_EXERCISE_
Line by line, the entries below are to be reproduced unaltered.

_THE DATA_
PR #62, opened 2018-07-31
Make JceMasterKey Case Insensitive

johnwalker:
Algorithm names in the JCA spec are not case-sensitive. This makes
JceMasterKey algorithm names case insensitive.

### DIFF
--- a/src/main/java/com/amazonaws/encryptionsdk/jce/JceMasterKey.java
+++ b/src/main/java/com/amazonaws/encryptionsdk/jce/JceMasterKey.java
@@ -72,8 +72,8 @@ public abstract class JceMasterKey extends MasterKey<JceMasterKey> {
      */
     public static JceMasterKey getInstance(final SecretKey key, final String provider, final String keyId,
             final String wrappingAlgorithm) {
-        switch (wrappingAlgorithm) {
-            case "AES/GCM/NoPadding":
+        switch (wrappingAlgorithm.toUpperCase()) {
+            case "AES/GCM/NOPADDING":
                 return new AesGcm(key, provider, keyId);
             default:
                 throw new IllegalArgumentException("Right now only AES/GCM/NoPadding is supported");
--- a/src/test/java/com/amazonaws/encryptionsdk/jce/JceMasterKeyTest.java
+++ b/src/test/java/com/amazonaws/encryptionsdk/jce/JceMasterKeyTest.java
@@ -49,22 +49,22 @@ public class JceMasterKeyTest {
      * Relies on passing an invalid algorithm name to result in an Exception.
      */
     @Test
-    public void testGetInstanceCase1() {
+    public void testGetInstanceAllLowercase() {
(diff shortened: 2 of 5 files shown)


src/test/java/com/amazonaws/encryptionsdk/jce/JceMasterKeyTest.java
```diff
@@ -0,0 +1,30 @@
...
+                "blatently/unsupported/algorithm");
+    }
+
+    /**
+     * Calls JceMasterKey.getInstance with differently cased wrappingAlgorithm names.
+     * Passes if no Exception is thrown.
+     * Relies on passing an invalid algorithm name to result in an Exception.
+     */
+    @Test
+    public void testGetInstanceCaseInsensitive() {
```
mattsb42-aws: These should be separate tests.

src/main/java/com/amazonaws/encryptionsdk/jce/JceMasterKey.java
```diff
@@ -72,8 +72,8 @@
      */
     public static JceMasterKey getInstance(final SecretKey key, final String provider, final String keyId,
             final String wrappingAlgorithm) {
-        switch (wrappingAlgorithm) {
-            case "AES/GCM/NoPadding":
+        switch (wrappingAlgorithm.toUpperCase()) {
+            case "AES/GCM/NOPADDING":
```
mattsb42-aws: GitHub won't let me comment on lines that weren't changed in the PR, but we also need to apply this type of check on line 98 where we check the `RSA/ECB/` prefix.

johnwalker: Added test case for the RSA/ECB prefix. This check is already applied

src/test/java/com/amazonaws/encryptionsdk/jce/JceMasterKeyTest.java
johnwalker: Separated the test into two cases

src/test/java/com/amazonaws/encryptionsdk/jce/JceMasterKeyTest.java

_EXERCISE RESULT_
PR #62, opened 2018-07-31
Make JceMasterKey Case Insensitive

johnwalker:
Algorithm names in the JCA spec are not case-sensitive. This makes
JceMasterKey algorithm names case insensitive.

### DIFF
--- a/src/main/java/com/amazonaws/encryptionsdk/jce/JceMasterKey.java
+++ b/src/main/java/com/amazonaws/encryptionsdk/jce/JceMasterKey.java
@@ -72,8 +72,8 @@ public abstract class JceMasterKey extends MasterKey<JceMasterKey> {
      */
     public static JceMasterKey getInstance(final SecretKey key, final String provider, final String keyId,
             final String wrappingAlgorithm) {
-        switch (wrappingAlgorithm) {
-            case "AES/GCM/NoPadding":
+        switch (wrappingAlgorithm.toUpperCase()) {
+            case "AES/GCM/NOPADDING":
                 return new AesGcm(key, provider, keyId);
             default:
                 throw new IllegalArgumentException("Right now only AES/GCM/NoPadding is supported");
--- a/src/test/java/com/amazonaws/encryptionsdk/jce/JceMasterKeyTest.java
+++ b/src/test/java/com/amazonaws/encryptionsdk/jce/JceMasterKeyTest.java
@@ -49,22 +49,22 @@ public class JceMasterKeyTest {
      * Relies on passing an invalid algorithm name to result in an Exception.
      */
     @Test
-    public void testGetInstanceCase1() {
+    public void testGetInstanceAllLowercase() {
(diff shortened: 2 of 5 files shown)


src/test/java/com/amazonaws/encryptionsdk/jce/JceMasterKeyTest.java
```diff
@@ -0,0 +1,30 @@
...
+                "blatently/unsupported/algorithm");
+    }
+
+    /**
+     * Calls JceMasterKey.getInstance with differently cased wrappingAlgorithm names.
+     * Passes if no Exception is thrown.
+     * Relies on passing an invalid algorithm name to result in an Exception.
+     */
+    @Test
+    public void testGetInstanceCaseInsensitive() {
```
mattsb42-aws: These should be separate tests.

src/main/java/com/amazonaws/encryptionsdk/jce/JceMasterKey.java
```diff
@@ -72,8 +72,8 @@
      */
     public static JceMasterKey getInstance(final SecretKey key, final String provider, final String keyId,
             final String wrappingAlgorithm) {
-        switch (wrappingAlgorithm) {
-            case "AES/GCM/NoPadding":
+        switch (wrappingAlgorithm.toUpperCase()) {
+            case "AES/GCM/NOPADDING":
```
mattsb42-aws: GitHub won't let me comment on lines that weren't changed in the PR, but we also need to apply this type of check on line 98 where we check the `RSA/ECB/` prefix.

johnwalker: Added test case for the RSA/ECB prefix. This check is already applied

src/test/java/com/amazonaws/encryptionsdk/jce/JceMasterKeyTest.java
johnwalker: Separated the test into two cases

src/test/java/com/amazonaws/encryptionsdk/jce/JceMasterKeyTest.java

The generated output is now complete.